I'm currently writing a compiler for a custom asm-like programming language and I'm really confused on how to do proper PC-relative addressing for data labels.
main LDA RA hello
IPT #32
HLT
hello .STR "Hello, world!"
The pseudo-code above, after compilation, results in the following hex:
31 80 F0 20 F0 0C 48 65 6C 6C 6F 2C 20 77 6F 72 6C 64 21 00
3180
, F020
and F00C
are the LDA
, IPT
and HLT
instructions.
As seen in the code, the LDA
instruction uses the label hello
as an argument. Which, when compiled, becomes the value 02
, which means "Incremented PC + 0x02" (if you look at the code, that's the location of the "Hello, world!" line, relative to the LDA
call.
The thing is: .STR
is not an instruction, as it only tells the compiler it needs to add a (0-terminated) string at the end of the executable, so, were there other instructions after the hello
label declaration, that offset would be wrong.
But I can't find a way to calculate the right offset, other than having the compiler being able to travel through time. Do I have to "compile" it two times? First for the data labels, then for the actual instructions?
Yes, most assemblers are (at least) two-pass - precisely because of forward references like these. Adding macro capabilities can add more passes.
Look at an assembly listing, not just the op-codes. As you said the actual offset is "2", I'm assuming memory is word-addressed.
0000 3180 main LDA RA hello
0001 F020 IPT #32
0002 F00C HLT
0003 4865 hello .STR "Hello, world!"
The first two columns are the PC and opcode. I'm not sure how the LDA
instruction has been encoded (where is the +2
offset in there?)
In the first pass, assuming all addressing is relative, the assmebler would emit the fixed part of the op-code (covering the LDA RA
part) along with a marker to show it needed to patch up the instruction with the address of hello
in the second pass.
At this point it knows the size, but not the complete value, of the final machine language.
It then continues on, working out the address of each instruction and building its symbol table.
In the second pass, now knowing the above information, it patches each instruction by calculating relative offsets etc. It also often regenerates the entire output (including PC values).

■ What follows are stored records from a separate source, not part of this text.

PR #5673, opened 2022-09-07
feat: add multiselect for measurements

### LINKED ISSUE #5648: Data Explorer - Multi-Measurement Support
## User Story

<p></p>

As a user, I want to be able to search fields and tags within all measurements so that I can find things even if I don't know what measurement they are in and I want to be able to pick multiple measurements so that I can find things in more than 1 individual measurement.

<p></p>

## Acceptance Criteria

<p></p>

- A new item will be available at the bottom of the measurement list labeled "select all" (at the bottom so that it doesn't just get checked out of ease)

- When select all is chosen, then no measurement filter will be added to the flux script (it will be like it worked previously when you could select a field or a tag first).

- A user will be able to select multiple measurements, not just one.

- When choosing select all, all other measurement boxes will be grayed out and then cannot be selected unless the user unselects the select all button

- When a user has chosen an individual measurement(s) and then chooses "select all" - the previous selections will be lost

<p></p>

## Notes

<p></p>

This is to answer the backlash of feedback from customers upset when we put forced measurement selection in place, and will buy us more time to add multi-measurement selection to the new script editor.

<p></p>

drdelambre:
Closes #5648

Peek 2022-09-07 10-41

this adds an `_all` tag value constant for the frontend specific query builder state so that people can select all measurements if they want. the underscore ensures there's no collision with user data and adding a special case ensures that we dont end up in the "all access token" problem where, by saving all measurements at point of creation, leads to a condition where adding a measurement to your data means your meta data disappears and your query fails.

behind the `measurementMultiselect` flag for product and waiting on design sign off.


mavarius:
@drdelambre Looks good so far but the behavior is really that of a "select none" rather than a "select all" which leads to some ambiguity. Could we have it instead be a checkbox for "All Measurements" which keeps the same behavior of disabling the others?

**Clicking "All Measurements" sets all items to unchecked and appears disabled**
image

**Clicking it again returns to normal selection behavior**
image

**Multi-select enabled**
image

src/timeMachine/components/TagSelector.tsx
```diff
@@ -232,13 +266,38 @@ class TagSelector extends PureComponent<Props> {
...
+        multiSelect={
+          !this.props.isInCheckOverlay ||
+          (this.isCompliant && isFlagEnabled('measurementMultiselect'))
+        }
+        disabled={selectedAll}
+      >
+        {this.isCompliant && isFlagEnabled('measurementMultiselect') && (
+          <List.Item
+            className="selector-list--item select-all"
+            testID="selector-list --select-all"
```
appletreeisyellow, line 288:
```suggestion
            testID="selector-list--item select-all"
```
Is it missing `item`?

src/timeMachine/components/TagSelector.tsx
```diff
@@ -350,6 +409,9 @@ const mstp = (state: AppState, ownProps: OwnProps) => {
     values = [...ADDITIONAL_GROUP_BY_COLUMNS, ...tags.map(tag => tag.key)]
   }
   const isInCheckOverlay = getIsInCheckOverlay(state)
+  const isLast = ownProps.index === tags.length - 1
+  const shouldClearLast =
+    ownProps.index === tags.length - 2 && !tags[tags.length - 1].values.length
```
appletreeisyellow, line 414: Just wondering, what is the purpose of `shouldClearLast`?

src/timeMachine/components/TagSelector.tsx
drdelambre: oh no i wanted to keep this separate from the user generated list items for tests that are like "push 10 items in, expect there to be 10 selector-list--item test ids"

src/timeMachine/components/TagSelector.tsx
drdelambre: there's this weird behavior where if you deselect the last selected list item in a card, and there's another card after the current one, and the next card doesn't have any selected items in it, we should delete that extra card.

appletreeisyellow (approved):

src/timeMachine/components/TagSelector.tsx
wiedld: I believe you mean this, which is a great catch....but we still have it occurring. Since it's an unrelated, found bug -- can we file an issue please?


https://user-images.githubusercontent.com/10232835/189423421-2a1f6ed6-ec47-4d2f-b7fa-cd23be70160a.mov

wiedld (approved):
LGTM.

Could we just make sure we have a issue filed for that extra card bug?

drdelambre:
there's also another bug i had to try REAL hard not to address in this PR where deselecting the last item of the last card causes an error to be thrown. but it was preexisting and it has been unclear to me how much investment product wants to make in this component. iirc product is gone on monday, but lets get a call from them on standup tuesday on the value add for these low hanging fruit.

src/timeMachine/components/TagSelector.tsx
drdelambre: def

PR #5688, opened 2022-09-07
test: add new test for adpative zoom

### LINKED ISSUE #5492: Query Zoom (GA) - e2e test
Add integration testing for the query zoom (adaptive zoom) feature.

- [ ] Test the behavior with the flag turned on by zooming in on a line graph and ensuring a request made for a query is made.

- [ ] Test the behavior with the flag turned off by zooming in on a line graph and ensuring no request for a query is made.

TCL735:
Closes #5492 

Test for a query being made when zooming on with the feature on.

With the feature off, we don't need to test, mainly due to the difficulty of proving that an api call does not happen in Cypress rather than happening. There is no clean way to do this without arbitrary wait times.

### DIFF
--- a/cypress/e2e/shared/adaptiveZoom.test.ts
+++ b/cypress/e2e/shared/adaptiveZoom.test.ts
@@ -1,0 +1,105 @@
+import {Organization} from '../../../src/types'
+import {points} from '../../support/commands'
+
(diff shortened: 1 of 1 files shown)


hoorayimhelping (approved):

TCL735:
Any additional tests will be added in follow-up PRs.

Issue #5523, opened 2022-08-24
Resolve pushing into frozen array error in src/variables/selectors/index.tsx


wdoconnell:
## About the bug

`variables/selectors/index.tsx` can throw an error related to trying to push into a frozen array intended to contain the currently selected variable (`vari.selected`). We're seeing this issue specifically in monitor301.

The variables (`vari`) object is taken directly from redux state, which means that the variables object is frozen via `immer`. The variables object (`vari`) is then cloned, but using the spread operator, not a recursive deep cloning method. As a result, any attempts to push into arrays that are properties of the originally frozen object fail.

A fix would be to deep clone `vari` instead of cloning it using the spread operator, so that arrays that are properties of the variables object are extensible. But also need to investigate root cause to see why this block of code is even hit. 

**Steps to reproduce:**
List the minimal actions needed to reproduce the behavior.

1. Log in to `monitor301`
2. Browse to dashboard that uses variables

**Expected behavior:**
Dashboard loads

**Actual behavior:**
Sometimes throws error `can't define array index property past the end of an array with non-writable length` or `Cannot add property 0, object is not extensible`.

Error sometimes fixed by clearing the cache.

**Visual Proof:**
![frozen array](https://user-images.githubusercontent.com/91283923/186459906-0376704a-7442-4499-ad7d-30338ed2be65.png)

cannonpalms:
When I experienced this last night, I saw that the exception was being thrown when a variable named `node_id` was being processed. Not sure why it wasn't an issue for other variables, but I'm guessing it has something to do with the predicate that encapsulates the offending line of code. 

There is additional context on the exact `state` that was resulting in the error in [this slack thread](https://influxdata.slack.com/archives/CLHATC50E/p1661299308854909?thread_ts=1660833756.695399&cid=CLHATC50E)

PR #5689, opened 2022-09-07
fix: add specific error reporting around default-selected-variable code

wdoconnell:
Connects #5523 

I'm unable to reproduce the `object not extensible` error caused by the app trying to push into a frozen array (`vari.selected`) when there is no currently selected variable, either in remocal or in the environment in which we actually see the error (New Tools). 

This PR adds specific error reporting around this code block, so that we can actually see which variable is causing the issue, and what the state of the app is at that time. The current top-level error reporting doesn't provide that level of detail.

### Checklist

### DIFF
--- a/src/variables/selectors/index.tsx
+++ b/src/variables/selectors/index.tsx
@@ -218,12 +218,13 @@ export const getVariable = (state: AppState, variableID: string): Variable => {
       reportErrorThroughHoneyBadger(err, {
         name: 'Failed to set selected variable to default, zero-indexed value',
         context: {
+          identityState: state.identity,
+          resourceState: state.resources,
           variable: vari,
           variableType: vari.arguments.type,
           normalizedVariable: vals,
           variableLenth: vari.selected.length,
           normalizedVariableLength: vals.length,
-          appState: state,
         },
       })
     }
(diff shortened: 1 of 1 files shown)


src/variables/selectors/index.tsx
```diff
@@ -210,7 +211,22 @@ export const getVariable = (state: AppState, variableID: string): Variable => {
...
+      // Temporary measure to resolve errors relating to pushing into non-extensible object.
+      reportErrorThroughHoneyBadger(err, {
+        name: 'Failed to set selected variable to default, zero-indexed value',
+        context: {
+          variable: vari,
+          variableType: vari.arguments.type,
+          normalizedVariable: vals,
+          variableLenth: vari.selected.length,
+          normalizedVariableLength: vals.length,
+          appState: state,
```
hoorayimhelping, line 226: I think maybe instead of sending the whole app state, we should start with just the variables state.

wdoconnell: Good point. What if we send something slightly broader than `variables`, just to make sure we have all of the relevant information?

1. `state.resources` - One level higher than `variables` in state, so that we can also see `buckets` `dashboards` and `cells`
2. `state.identity` - so that we know which user @ influxdata hit the error, so we can ask for any context.

hoorayimhelping (approved):

hoorayimhelping (approved):

PR #5701, opened 2022-09-08
fix(dataLoaders): add styling to telegraf conf overlay

### LINKED ISSUE #5700: Telegraf: fix the styling of telegraf config overlays
There are 3 places in the UI where this telegraf config overlay shows; 

- Inside Telegraf page when creating a new telegraf configuration
- Inside Source page when adding a plugin to an existing configuration 
- Inside Source page when adding a plugin to a new configuration

The padding of these specific overlay (see screenshots) need some tweaking. Add styling to the overlay body to correctly position the content of the page.

Image

Image

Image

blegesse-git:
Closes #5700 

Adds styling to three telegraf overlays found 
- Inside Telegraf page when creating a new telegraf configuration
- Inside Source page when adding a plugin to an existing configuration
- Inside Source page when adding a plugin to a new configuration

Depending on where user is at in the configuration step (`currentStepIndex` `substepIndex`), pr adds padding to the overlay body. 

Before: 
https://user-images.githubusercontent.com/66275100/189175626-8664e8b2-999b-4767-bb7a-51c19710fd1f.mov

After: 
https://user-images.githubusercontent.com/66275100/189175604-e9bef583-c130-4dcd-a647-952b5e4dac41.mov

### Checklist

### DIFF
--- a/src/dataLoaders/components/DataLoadersOverlay.scss
+++ b/src/dataLoaders/components/DataLoadersOverlay.scss
@@ -43,6 +43,12 @@
   padding: $ix-marg-d;
 }
 
+.configuration-overlay--body {
+  padding: 45px !important;
+  padding-top: 0 !important;
+  padding-bottom: 0 !important;
+}
+
 /*
   Telegraf Instructions Overlay
   ------------------------------------------------------------------------------
--- a/src/dataLoaders/components/collectorsWizard/TelegrafUIRefreshWizard.tsx
+++ b/src/dataLoaders/components/collectorsWizard/TelegrafUIRefreshWizard.tsx
@@ -45,6 +45,7 @@ import {isSystemBucket} from 'src/buckets/constants'
 
 // Constants
 import {getBucketOverlayWidth} from 'src/buckets/constants'
+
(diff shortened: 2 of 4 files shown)


ChitlangeSahas (approved):
Looks good to me, I am just curious why the Overlay isn't handling this by default, we shouldn't need to override those styles. 

The Overlay structure looks correct to me, like defined [here](https://influxdata.github.io/clockface/?path=/story/components-overlays-family--overlay) but for some reason it's not applying the overlay styles by default. weird.

blegesse-git:
> Looks good to me, I am just curious why the Overlay isn't handling this by default, we shouldn't need to override those styles.
> 
> The Overlay structure looks correct to me, like defined [here](https://influxdata.github.io/clockface/?path=/story/components-overlays-family--overlay) but for some reason it's not applying the overlay styles by default. weird.

I looked through the entire folder trying to figure that out. The overlay this pr touches doesn't have any styles applied to it, which means we shouldn't have to provide additional styling for the content to display properly. But that's not what's happening. My guess is the `DataLoadersOverlay.scss` is interfering with the `Overlay.Body` style. Because some of the telegraf configuration steps are rendered using this scss, we probably needed to add custom style adjustments to the other overlays.

PR #5716, opened 2022-09-09
fix: add a loading check prior to setting the buckets

### LINKED ISSUE #5702: Error when attempting to open a notebook
## About the bug

**Steps to reproduce:**

1. Go to Buckets and select any bucket OR
2. Go to Notebook and select New Notebook or one from the list
3. Page attempts to load then displays the error message "An InfluxDB error has occurred".

**Expected behavior:**
I expect the notebook page to load.

**Actual behavior:**
Screenshot 2022-09-08 094202
Screenshot 2022-09-08 094448

**Visual Proof:**
Attached

## About your environment

**Environment info:**
Standard cloud environment, in trial phase.

**Config:**

**Logs:**

**Performance:**

```sh
iostat -xd 1 30 > iostat.txt
```

asalem1:
Closes #5702 

This PR addresses an issue that was causing Notebooks with a `queryBuilder`, or `metricSelector` to crash when the panel is initialized. More specifically, something with the Multi-org feature being enabled was causing an infinite callstack, the cause of which has still TBD. Adding this check seems to fix the crashing bug. I've verified that this issue does not break the flux query builder (the other usage of the BucketProvider) with the feature flags for multi-org on AND off. I have also verified that the check does not break notebooks with the feature flags on AND off

### Checklist

### DIFF
--- a/src/shared/contexts/buckets.tsx
+++ b/src/shared/contexts/buckets.tsx
@@ -91,16 +91,18 @@ export const BucketProvider: FC<Props> = ({
 
   // keep the redux store in sync
   useEffect(() => {
-    dispatch(
-      setBuckets(
-        RemoteDataState.Done,
-        normalize<Bucket, BucketEntities, string[]>(
-          buckets.filter(b => b.type !== 'sample'),
-          arrayOfBuckets
+    if (loading === RemoteDataState.Done) {
+      dispatch(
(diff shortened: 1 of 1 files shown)


hoorayimhelping (approved):
shakeee

drdelambre (approved):
k

PR #5721, opened 2022-09-09
feat: display window period on cells

### LINKED ISSUE #4989: Query Zoom (GA) - Display Window Period on Graph per Cell
**ACs**
- If the period is the same per yield, show it at the cell level. 
- @taramk has a Figma for this scenarios (Show upon hover)

**Design**
Image

TCL735:
Closes #4989


taramk:
@TCL735 - can we make it the same text size as the cell title if it isn't already? it looks slightly larger but that might just be because it isn't bold. otherwise looks good, thank you!

hoorayimhelping (approved):

ChitlangeSahas (approved):

PR #5723, opened 2022-09-12
fix: centralize state and reduce render cycles to derisk component

### LINKED ISSUE #5722: Investigate notebooks failure to resolve with multi-org enabled
Follow up issue to https://github.com/influxdata/ui/issues/5702 to determine the root cause of notebooks error when multi-org is enabled.

Steps to reproduce:

1. Open post-production in an incognito window
2. Visit notebooks, and create a new notebook
3. Watch the crash

Steps to verify that multi-org is related:

1. Open post-production in an incognito window
2. turn the multiOrg flag OFF
3. Visit notebooks and create a new notebook
4. No crash

@asalem1's says:

> The only weird thing that I’ve isolated is that the `SET_QUARTZ_ORGANIZATIONS_STATUS` action gets dispatched when entering a notebook, which was unexpected since I’m not seeing that action fired off when entering other parts of the app, but again, not sure how that’s related.

asalem1:
Closes #5722 

The purpose of this PR is to derisk the `GlobalHeaderDropdown` component by consolidating the state to the parent component, thereby preventing drift between state and the potential callstack exceeded issues moving forward. 

### Investigative Conclusions

Prior to the `multiOrg` and `quartzIdentity` flags being turned on, Notebooks that use the `context/bucket.tsx` file were loading correctly. While this accurate behavior did have some problems, those problems only came to light when the flags were turned on and an infinite render cycle was produced. The cause of that infinite render cycle has been pinpointed to two things:

1. The number of times the `setBuckets` was dispatched to update the reducer state
2. The number of times the `GlobalHeaderDropdown` componentDidUpdate was called.

It appears as though these two state-setting operations were feeding back to one another, so that whenever the `setBuckets` was called, the `GlobalHeaderDropdown` would be updated. That update would then trigger the `context/bucket` to be updated, and so on and so on. 

### Solution

While the [previous PR](https://github.com/influxdata/ui/pull/5716) worked to tighten up when the `setBuckets` call should be dispatched (thereby limiting the render cycles), this PR aims to provide guardrails around the render cycle of the `GlobalHeaderDropdown`. More specifically, it seems as though the main purpose of the `selectedItem` state setting was simply a means of setting a default for the state based on an initial selection. However, in doing so, the potential for state drift between two sources of truth (the parent props and the component state) were manually being managed by a lifecycle method (componentDidUpdate), which would be triggered any time the component updated. What this PR does is centralize the state to the parent as the single source of truth, thereby removing the lifecycle method that was previously being used to centralize updates.

### Checklist

### DIFF
--- a/src/identity/components/GlobalHeader/GlobalHeaderDropdown/index.tsx
+++ b/src/identity/components/GlobalHeader/GlobalHeaderDropdown/index.tsx
@@ -63,7 +63,6 @@ export interface Props extends StandardFunctionProps {
 
 type State = {
   showTypeAheadMenu: boolean
-  selectedItem?: TypeAheadMenuItem
 }
 
 export class GlobalHeaderDropdown extends React.Component<Props, State> {
@@ -71,18 +70,8 @@ export class GlobalHeaderDropdown extends React.Component<Props, State> {
     super(props)
     this.state = {
       showTypeAheadMenu: this.props.onlyRenderSubmenu ?? false,
-      selectedItem: this.props.typeAheadSelectedOption || null,
     }
   }
-
-  componentDidUpdate() {
-    if (this.props.typeAheadSelectedOption !== this.state.selectedItem) {
-      this.setState({
-        selectedItem: this.props.typeAheadSelectedOption,
-      })
-    }
-  }
-
   private dropdownButton = (
     active: boolean,
     onClick: (e: MouseEvent<HTMLElement>) => void
@@ -92,8 +81,8 @@ export class GlobalHeaderDropdown extends React.Component<Props, State> {
       defaultTestID,
       dropdownButtonIcon,
       dropdownButtonSize,
+      typeAheadSelectedOption,
     } = this.props
-    const {selectedItem} = this.state
     return (
       <Dropdown.Button
         active={active}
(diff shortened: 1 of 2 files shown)


wdoconnell (approved):
Looks good, and thanks again for handling. Here are two videos showing that multi-org functionality still works, and that we see no re-render issue on other pages.

https://user-images.githubusercontent.com/91283923/189732643-152910f9-57c6-4fcb-9f61-0888b37eb9ac.mov

https://user-images.githubusercontent.com/91283923/189732663-1413ce10-dcb5-4894-8ec1-88d273d39239.mov

wdoconnell:
> > These edits look good, and thanks for the great work tracing this. I'd like to do some additional local testing before we merge this because:
> > 
> > 1. I think we should double check the notebooks buckets context before we flip the flag back on, especially if that context is used on other pages. Checking the `loading` status in Notebooks is a good guard, but that fix leaves me wondering why that useEffect hook is running so much - `buckets` should not be changing on every render.
> > 2. The flag is still on in prod for three organizations, and everywhere in staging and tools, so I'd like to make sure the removal of this state doesn't detrimentally affect that functionality.
> 
> Totally. So:
> 
> 1. The `buckets` context issue was resolved in the PR linked in the description, but it can be found [here](https://github.com/influxdata/ui/pull/5716) as well.
> 2. Not sure how I'd go about testing out how this change affects customers with the feature flag currently on, unless we want to feature flag a new component and switch between the two? Would love to hear suggestions @wdoconnell

On 2: I've tested the multi-org features, and also pages generally in the app to ensure this doesn't cause any unanticipated issue (which it shouldn't - we're just taking out an unnecessary `setState`).

On 1: It could be that I'm missing context, but the `buckets` context issue was resolved by adding a check where, we don't dispatch the `setBuckets` action until `loading === RemoteDataState.Done`. That's great and seems to have resolved the immediate issue, but I don't fully understand why that `useEffect` hook was running more than once unless `buckets` is changing. But maybe that's a question for another time.

PR #5740, opened 2022-09-12
chore: toggle quartzIdentity and multiOrg on in cloud e2e tests

### LINKED ISSUE #5737: Set multiorg feature flag to on in all Cloud E2E tests
Since multi-org will be left on for all users, we should have the flag enabled in all Cloud Cypress tests.

This includes ensuring that multi-org is toggled on for the Cypress PDTs.

wdoconnell:
Closes #5737

This PR toggles the `quartzIdentity` and `multiOrg` flags on for all cloud2 e2e tests, as these flags are going to be on in prod for all users. Where feasible, I've refactored to make sure any flag adjustments happen in a single `beforeEach` rather than in multiple individual tests (`it`). There are a few places this isn't possible - e.g., where cypress needs to toggle on one flag for a specific block to test a new feature.

### Checklist

- [X] Feature flagged, if applicable - tests toggle on `quartzIdentity` and `multiOrg`

### DIFF
--- a/cypress/e2e/cloud/about.test.ts
+++ b/cypress/e2e/cloud/about.test.ts
@@ -5,13 +5,18 @@ describe.skip('About Page for free users with only 1 user', () => {
   beforeEach(() =>
     cy.flush().then(() =>
       cy.signin().then(() => {
-        cy.get('@org').then(({id}: Organization) => {
-          cy.quartzProvision({
-            accountType: 'free',
-            hasUsers: false,
-          }).then(() => {
-            cy.visit(`/orgs/${id}/org-settings`)
-            cy.getByTestID('about-page--header').should('be.visible')
+        cy.setFeatureFlags({
+          quartzIdentity: true,
+          multiOrg: true,
+        }).then(() => {
+          cy.get('@org').then(({id}: Organization) => {
+            cy.quartzProvision({
+              accountType: 'free',
+              hasUsers: false,
+            }).then(() => {
+              cy.visit(`/orgs/${id}/org-settings`)
+              cy.getByTestID('about-page--header').should('be.visible')
+            })
           })
         })
       })
@@ -49,13 +54,18 @@ describe('About Page for free users with multiple users', () => {
   beforeEach(() =>
     cy.flush().then(() =>
       cy.signin().then(() => {
-        cy.get('@org').then(({id}: Organization) => {
-          cy.quartzProvision({
-            accountType: 'free',
-            hasUsers: true,
-          }).then(() => {
-            cy.visit(`/orgs/${id}/org-settings`)
-            cy.getByTestID('about-page--header').should('be.visible')
+        cy.setFeatureFlags({
+          quartzIdentity: true,
+          multiOrg: true,
+        }).then(() => {
+          cy.get('@org').then(({id}: Organization) => {
+            cy.quartzProvision({
+              accountType: 'free',
+              hasUsers: true,
+            }).then(() => {
+              cy.visit(`/orgs/${id}/org-settings`)
+              cy.getByTestID('about-page--header').should('be.visible')
+            })
           })
         })
       })
@@ -80,12 +90,17 @@ describe('About Page for PAYG users', () => {
   beforeEach(() =>
     cy.flush().then(() =>
       cy.signin().then(() => {
-        cy.get('@org').then(({id}: Organization) => {
-          cy.quartzProvision({
-            accountType: 'pay_as_you_go',
-          }).then(() => {
-            cy.visit(`/orgs/${id}/org-settings`)
-            cy.getByTestID('about-page--header').should('be.visible')
+        cy.setFeatureFlags({
+          quartzIdentity: true,
+          multiOrg: true,
+        }).then(() => {
+          cy.get('@org').then(({id}: Organization) => {
+            cy.quartzProvision({
+              accountType: 'pay_as_you_go',
+            }).then(() => {
+              cy.visit(`/orgs/${id}/org-settings`)
+              cy.getByTestID('about-page--header').should('be.visible')
+            })
           })
         })
       })
--- a/cypress/e2e/cloud/billing.test.ts
+++ b/cypress/e2e/cloud/billing.test.ts
@@ -2,53 +2,53 @@ import {Organization} from '../../../src/types'
 
 describe('Billing Page Free Users', () => {
   beforeEach(() =>
-    cy.flush().then(() =>
+    cy.flush().then(() => {
       cy.signin().then(() => {
-        cy.setFeatureFlags({
-          quartzIdentity: true,
-          multiOrg: true,
-        }).then(() => {
-          cy.get('@org').then(({id}: Organization) => {
-            cy.quartzProvision({
-              accountType: 'free',
-            }).then(() => {
-              cy.visit(`/orgs/${id}/billing`)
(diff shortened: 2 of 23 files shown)


wdoconnell:
This PR is best reviewed with `?w=1`.

cypress/e2e/cloud/about.test.ts
```diff
@@ -80,12 +90,17 @@ describe('About Page for PAYG users', () => {
   beforeEach(() =>
     cy.flush().then(() =>
       cy.signin().then(() => {
-        cy.get('@org').then(({id}: Organization) => {
-          cy.quartzProvision({
-            accountType: 'pay_as_you_go',
-          }).then(() => {
-            cy.visit(`/orgs/${id}/org-settings`)
-            cy.getByTestID('about-page--header').should('be.visible')
+        cy.setFeatureFlags({
```
wdoconnell, line 93: Need this separately in each `beforeEach` because they are part of separate `describe` blocks.

cypress/e2e/cloud/billing.test.ts
```diff
@@ -52,154 +57,172 @@ describe('Billing Page PAYG Users', () => {
...
+      cy.getByTestID('billing-contact--header').contains('Contact Information')
+      cy.getByTestID('form-label--First Name').contains('First Name')
+      cy.getByTestID('contact-info--Test').contains('Test')
+      cy.getByTestID('form-label--Last Name').contains('Last Name')
+      cy.getByTestID('contact-info--PAYG').contains('PAYG')
+      cy.getByTestID('form-label--Company Name').contains('Company Name')
+      cy.getByTestID('contact-info--InfluxData').contains('InfluxData')
+      cy.getByTestID('form-label--Country').contains('Country')
+      cy.getByTestID('contact-info--USA').contains('USA')
+      cy.getByTestID('form-label--Physical Address').contains(
```
wdoconnell, line 157: A few of these linter adjustments cropped up during saving.

cypress/e2e/cloud/about.test.ts
wdoconnell: Note that I've had to adjust the position of where we call `setFeatureFlags`. Certain pages we're navigating to can be 'flaky' with the flag reset, so in each case I've tested for the best location to reset flags (which isn't always identical between tests).

cypress/e2e/cloud/helpBar.test.ts
```diff
@@ -60,10 +64,16 @@ describe('Help bar support for PAYG users', () => {
     cy.getByTestID('payg-support-overlay-header').should('exist')
 
     cy.getByTestID('contact-support-subject-input').clear().type(subject)
-    cy.getByTestID('dropdown--button').click()
-    cy.getByTitle('1 - Critical').click()
-
-    cy.getByTestID('support-description--textarea').clear().type(description)
-    cy.getByTestID('payg-contact-support--submit').should('not.be.disabled')
+    cy.getByTestID('severity-level-dropdown')
+      .within(() => {
```
wdoconnell, line 68: This is necessary because, with multi-org on, there's more than one dropdown on the page, so clicking on something with a testID of 'dropdown--button' isn't sufficiently specific anymore.

cypress/e2e/cloud/usage.test.ts
```diff
@@ -26,7 +27,7 @@ describe('Usage Page Free User No Data', () => {
 
   it('should display the usage page common features', () => {
     // Display the upgrade button when the user is a free user
-    cy.get('.cf-page-header--fluid').children().should('have.length', 2)
+    cy.get('.cf-page-header--fluid').children().should('have.length', 1)
```
wdoconnell, line 30: This change is necessary because the location of the upgrade button has moved. The fluid page-header will always only have one item present in that row.

cypress/e2e/cloud/usage.test.ts
```diff
@@ -108,16 +109,14 @@ describe('Usage Page PAYG With Data', () => {
...
+            cy.setFeatureFlags({quartzIdentity: true, multiOrg: true})
           })
         })
       })
     )
   })
 
   it('should display the usage page with data for a PAYG user', () => {
-    // The implication here is that there is no Upgrade Now button
-    cy.get('.cf-page-header--fluid').children().should('have.length', 1)
```
wdoconnell, line 119: This check is now useless. It's true that this page-header will have length one, but that's because the upgrade now button is moved into the header.

The better way to test this is by checking that the upgrade button _actually_ isn't present, rather than implying it's not present based on the size of the header.

cypress/e2e/cloud/userAccounts.test.ts
```diff
@@ -4,158 +4,87 @@ const doSetup = (cy, numAccounts: number) => {
   cy.flush().then(() => {
     cy.signin().then(() => {
       cy.get('@org').then(({id}: Organization) => {
+        cy.visit(`/orgs/${id}/accounts/settings`)
```
wdoconnell, line 7: UserAccounts required significant refactoring.

First, there's no longer any point in checking for the 'switch-account' button or doing tests around that. The switch-account functionality lives in globalheader now, so those tests are moot (and will fail when multiOrg is on, since the account page doesn't have a switch-account button in that case).

Second, userAccounts has been causing some pipeline issues for us because the tests do not have a clean interaction with our test environment. They modify the account state in quartz-mock and don't reset it, so when multiple tests are being run in parallel (or another test relying on account information happens to be run afterwards), it contaminates the environment, causing test failures down the line.

The better solution here is to dispense with using 'quartzProvision,' and simply use `cy.intercept` to mock the quartz get-account and rename-account APIs.

cypress/e2e/cloud/userProfile.test.ts
```diff
@@ -1,28 +1,3 @@
-// Utility Functions
```
wdoconnell, line 1: This change just moves this block lower in the file to make reviewing the variables it relies on more intuitive.

cypress/e2e/cloud/explorer.test.ts
```diff
@@ -33,61 +34,75 @@ describe('DataExplorer', () => {
...
-      })
-      cy.getByTestID('flux-toolbar-search--input').type('{backspace}')
+      cy.setFeatureFlags({
+        fluxDynamicDocs: true,
+        quartzIdentity: true,
+        multiOrg: true,
+      }).then(() => {
+        cy.get('.view-line').should('be.visible')
+
+        cy.getByTestID('flux-toolbar-search--input')
```
wdoconnell, line 44: Again, linter adjustment.

cypress/support/commands.ts
```diff
@@ -1048,6 +1048,14 @@ export const setFeatureFlags = (flags: FlagMap): Cypress.Chainable => {
   })
 }
 
+export const setFeatureFlagsNoNav = (flags: FlagMap): Cypress.Chainable => {
```
wdoconnell, line 1051: The reason `setFeatureFlags` wasn't working on the checkout page is that `TreeNav` doesn't display there; so we were failing the 'wait for tree nav' check that is implicit in `setFeatureFlags`. 

This adds a separate cypress command we can use to override feature flags on pages that don't have `TreeNav`.

hoorayimhelping (approved):

cypress/e2e/cloud/billing.test.ts
wdoconnell: Did not explicitly run yarn prettier, but prettier runs on a hard save in my editor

Occasionally, something will be detected in the second pass which prevents it continuing. For example, perhaps you can only reference objects within 256 words (-127 thru +128), but the label hello
turns out to be more than 128 words away. This means it should have used a two-word instruction (with an absolute address), which changes everything it learnt during the first pass.
This is often referred to as a 'fix up' error. The same thing can happen during the link phase.
Single pass assemblers are only possible if you insist on 'define before use'. In which case, your code would report hello
as an undefined symbol.
You also need to read up on "program sections". Whilst .STR
is not an executable instruction, it is a directive to the assembler to place the binary representation of the string into the CODE section of the image (vs DATA).